Elle porte un tee-shirt blanc, presque transparent, et un pantalon rouge. Elle n'est pas grande, ses jambes sont plutôt courtes, ses épaules un peu larges. Ses cheveux sont roux, bouclés. Elle les attache souvent, en chignon, et on peut voir ses oreilles percées. Ses poignets sont couverts de bracelets, des petits bracelets de perles, comme ceux des petites-filles. Quel âge a-t-elle? Vous ne savez plus, elle vous l'a dit, la première fois que vous l'avez vue, mais vous avez oublié. Vous n'osez plus lui demander, vous avez peur d'une mauvaise surprise. Elle n'a pas d'âge, elle n'est plus jeune, mais elle n'est pas adulte. Elle n'est pas adolescente non plus. Elle n'a aucun âge.

Elle vous sourit. Vous évitez son regard. Il vous fait peur, le vide vous fait peur, ses yeux vous donnent le vertige. C'est un gouffre dans lequel vous n'oserez jamais vous plonger.

Elle parle, un peu. Elle parle avec des phrases brèves, elle dit tout ce qu'il y a à dire clairement, pas plus, pas moins, uniquement les choses à savoir. Elle parle lentement, elle fait beaucoup de pauses entre ses mots, elle s'arrête longtemps pour écouter vos répliques à vous, elle semble y réfléchir profondément. Elle répond à propos. Elle vous dit qu'en bas de la rue, il y a sa voiture, que dedans il y a une immense valise. Elle dit que ce soir, elle s'en ira. Elle montera vers le nord, vers chez elle. Elle habite ici mais ne vit que là-bas. Elle dit qu'elle partira ce soir, que la nuit est plus belle, et que l'aube est plus belle encore. Elle dit qu'elle n'a prévenu personne, qu'elle ne veut pas déranger ou provoquer de crises inutiles. Elle dit qu'elle vous prévient, vous, elle ne sait pas pourquoi.

Pourtant, elle sait pourquoi, et vous aussi, vous supputez. Mais elle ne dira rien, et vous non plus.

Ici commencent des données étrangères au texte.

PR #3209, opened 2026-09-12
fix(frontend): anchor week calendar day columns on preferred timezone

### LINKED ISSUE #1868: fix(frontend): desktop week calendar anchors day columns on a browser-local midnight

aupyay:
## PR Checklist

The desktop appointments week calendar derived its seven day columns from **browser-local midnight** (`startOfDay` + local `setDate` stepping in `getWeekDays`), then compared those columns against appointment instants converted into the clinic's **preferred timezone**. For a browser far enough from the org's preferred zone, a column could resolve to the wrong clinic calendar day, so appointments landed under the wrong column heading.

Separately, `CalendarWeekDayCell`'s weekday label was already preferred-zone-aware (`formatDateInPreferredTimeZone`) while its date numeral read the browser's own `getDate()` - the two could already disagree independent of the bug above.

## What is the new behavior?

- Added `startOfPreferredTimeZoneDay` and `getWeekDaysInPreferredTimeZone` (`weekHelpers.ts`), which read the calendar day from the clinic's preferred timezone and re-anchor it at **noon** in that zone - the same noon-anchoring the codebase already uses in `buildPreferredTimeZoneDayInstant` for exactly this reason (noon sits far from any day boundary, so it survives being reinterpreted through the browser's own offset).
- Switched the appointments week path to the new helpers: `Appointments/index.tsx` (the `weekStart` anchor), `common/WeekCalendar.tsx` (day columns), and `appointmentDragAvailabilityUtils.ts` (drag-availability prefetch targets, so they stay consistent with the rendered columns).
- Fixed `CalendarWeekDayCell`'s date numeral to read the same preferred-timezone conversion as its weekday label.

`getWeekDays`/`startOfDay` are unchanged and still used by the Task calendar (out of scope - it renders in local-device terms deliberately). `filterAppointmentsForWeek`'s coarse range prefilter is also unchanged; it stays a deliberate superset.

Fixes #1868. Supersedes #2254, which hit the same bug but was closed on stale merge conflicts rather than a design issue - redone fresh against current `dev`.

## Test plan

- [x] New tests pin the exact bug: `weekHelpers.preferredTimeZone.test.ts` and `CalendarWeekDayCell.test.tsx` set the preferred timezone to `Pacific/Kiritimati` (UTC+14) and `Pacific/Midway` (UTC-11) and assert the resolved calendar day/date numeral, independent of the host machine's timezone (same pattern as `phoneMonthModel.test.ts`).
- [x] Mutation-checked: reverting each fix to its old browser-local behavior turns the corresponding new tests red (3/4 and 2/2 respectively - the host machine's own timezone coincidentally agreed with the correct answer on the 4th case, which is exactly why the far-behind-UTC case was added alongside it).
- [x] `npx tsc --noEmit` (apps/frontend): clean
- [x] `pnpm --filter frontend run lint` on all changed files: clean
- [x] Targeted: `pnpm --filter frontend run test -- --testPathPatterns="Calendar"` - 1069 suites / 13588 tests passed
- [x] Root `pnpm run type-check` (not the filtered one - turbo `dependsOn: ["^build"]`): 17/17 tasks passed
- [x] `npx prettier --check` on all changed files: clean


ankit-yc (approved):
Reviewed the preferred-timezone week anchoring and day-label changes. The implementation keeps calendar columns, drag prefetch targets, and visible dates on the clinic timezone, with forward and backward offset coverage.

PR #3212, opened 2026-09-13
fix(backend): make slot conversion date-aware

### LINKED ISSUE #3140: [Bug]: UTC-to-local slot conversion is anchored to the 1970 epoch, ignoring DST on the real booking date
### Affected area
Backend API (apps/backend)

### What is wrong
`utcClockTimeToTimezoneClock` in [scheduling.ts:192](apps/backend/src/utils/scheduling.ts#L192) (used by `normalizeSlotForSelectedDay` / `buildCalendarPrefillMatches` to convert a UTC-clock-time availability slot into the organisation's local wall-clock time) always anchors its UTC-to-local offset calculation to a fixed epoch of `1970-01-01`, not to the actual appointment date being scheduled. It therefore uses whatever DST state that timezone was in on Jan 1 1970 (always winter/standard time), regardless of the real booking date.

### Steps to reproduce
1. Set an organisation's `personalDetails.timezone` to `America/New_York`.
2. Request availability/calendar prefill for a date within US DST, e.g. 2026-07-15, for a UTC availability slot of `13:00`.

### Expected behavior
The slot should convert to the correct local time for the *real* booking date — `09:00` local (EDT, UTC-4) on 2026-07-15.

### Actual behavior
The conversion uses `parseDatePartsForTimeZone(Date.UTC(1970,0,1,13,0), "America/New_York")`, i.e. the January-1970 EST offset (UTC-5), yielding local `08:00` — one hour off. `buildCalendarPrefillMatches` then compares this wrong `localStartMinute` against the client's requested minute-of-day, so a client searching for a 9:00 AM local slot either fails to match an actually-available 9:00 AM slot, or matches the wrong slot.

Always, for any timezone that observes DST, for the entire portion of the year the real booking date's DST state differs from Jan-1-1970's (which is most of the year for most such zones).

### Did this work before

### Impact
Medium - availability search/prefill is broken for the affected window (off by the DST delta, typically 60 minutes), but there is a workaround (staff can manually adjust/search adjacent slots).

### Additional context
Found during a backend correctness sweep this session (2026-09-12). Fix direction: anchor the offset calculation to the actual appointment date being scheduled (or the current date, when the target date isn't yet known at conversion time) instead of the literal `1970-01-01` epoch.

aupyay:
## PR Checklist

UTC slot clock times are anchored to 1970-01-01 before timezone conversion. For zones with daylight-saving transitions, summer appointment dates can therefore be converted using the wrong offset.

## What is the new behavior?

UTC slot clock times are anchored to the queried availability date before timezone conversion. The actual reference date is threaded through calendar-prefill slot normalization, with direct and product-path regression tests covering summer DST offsets.

Impact area: backend scheduling availability and calendar prefill matching.

Validation performed:
- backend lint: 0 errors (24 existing warnings outside changed files)
- backend type-check: passed
- scheduling utility suite: 13 tests passed; scheduling.ts 94.62% statement/line coverage and 100% function coverage
- full backend Jest run: 500 suites and 11,859 tests passed; the process required interruption after final totals because local Redis queue handles remained open
- pre-push monorepo lint and type-check: passed
- Aikido scan: 2 changed files, 0 issues
- mutation checks: both new regressions failed against the old/wrong-date behavior

## Related Issue(s)

Fixes #3140


ankit-yc (approved):
Reviewed the date-anchor propagation and both DST regressions. The shared conversion path now uses each queried reference date, and the focused suite plus mutation gate exercise the failure mode.

PR #3215, opened 2026-09-13
fix(frontend): spell the specialities section heading the way its table does

aupyay:
## Summary
The Organization page's specialities card was titled "Specialties, services & packages" while everything inside it - the table's "Speciality" column header, the "Showing 5 of 8 specialities" footer, and the permission fallback text - uses "Speciality/Specialities". One card showed the same word two ways, which is what made the section read as odd.

The title now matches the rest of the card and the codebase convention (component, folder, route and type names all use "Specialities"). The two Organization story play functions that assert the heading text, and the SectionCard long-title story that reused the same phrase, are updated to match.

## Impact area
`apps/frontend` only: `Specialities.tsx` title string, `Organization/index.stories.tsx` (two assertions), `SectionCard.stories.tsx` (example arg).

## Validation performed
- `npx tsc --noemit` (frontend) - 0 errors.
- `npx eslint` on the three touched files - 0 issues.
- Grepped the app for the old heading string: no remaining references besides unrelated onboarding copy ("Specialties and services" on the create-org step), left out of scope.
- Storybook play functions in `Organization/index.stories.tsx` assert the new heading text and run in CI.


ankit-yc (approved):
Reviewed: heading text now matches the card's own Speciality/Specialities column, footer and fallback copy. Story assertions updated to match, tsc/eslint clean, grep confirms no other stale references in scope. LGTM.

PR #3219, opened 2026-09-13
fix(mobile): stop materialized recurring-task children from re-projecting

### LINKED ISSUE #3210: bug(mobile): recurring task calendar likely shows duplicate entries within the 30-day materialization horizon
Found during investigation of #3185, independent of that issue's scope-button bug.

`task.recurrence.engine.ts:190-246` materializes real per-occurrence child rows up to `MAX_HORIZON_DAYS` (30) for every recurring master, with no `audience` filter (no `PARENT_TASK` vs `EMPLOYEE_TASK` split on the `masters` query at line 199). `cloneFromMasterPrisma` (`:160-172`) copies `recurrence.type` onto every child verbatim - only `isMaster`/`masterTaskId`/`cronExpression`/`endDate` are overridden.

Elle a fini de parler, et vous vous recommencez. Vous en parlez de rien, comme tout à l'heure, mais elle vous écoute toujours, et vos paroles semblent la faire réfléchir, beaucoup, comme à chaque fois que vous lui parlez. Vous lui demandez si elle reste jusqu'à son départ, elle dit oui. Elle promet de vous rappelez, quand elle rentre, pour sortir, faire la fête.

Quand elle s'en va, en guise d'adieu, vous osez le grand saut: vous la regardez dans les yeux, vous souriez. C'est un sourire docile, inaperçu. Elle n'a pas regardé. Elle a seulement vu. Plus tard, elle regardera en arrière, se souviendra du jour où elle vous a dit au revoir, puis verra enfin votre sourire. Elle regrettera peut-être de ne pas l'avoir rendu, c'est le seul contact humain qu'elle daigne avoir. Mais ça vous ne le savez pas. Vous savez uniquement que sitôt passée la porte, elle baissera les yeux, puis les relèvera, et vous laissera où vous êtes, elle montera dans sa voiture, et sortira de la ville. Au bout de deux stations d'autoroutes, en buvant son troisième café, elle réalisera qu'elle n'a guère envie de vous rappelez, que sans vous elle s'évitera de nombreuses tortures, pires encore que celles qu'elle vit en vous quittant, et qu'elle supprime en décidant qu'elle n'a nullement besoin de vous ou de quelqu'un d'autre et qu'elle ne rappellera personne.

Vous savez cela, et donc vous décidez de continuer à vivre, de ne plus l'attendre, elle est partie, si elle revient, elle fera tout pour vous croiser, mais jamais ne vous rappellera.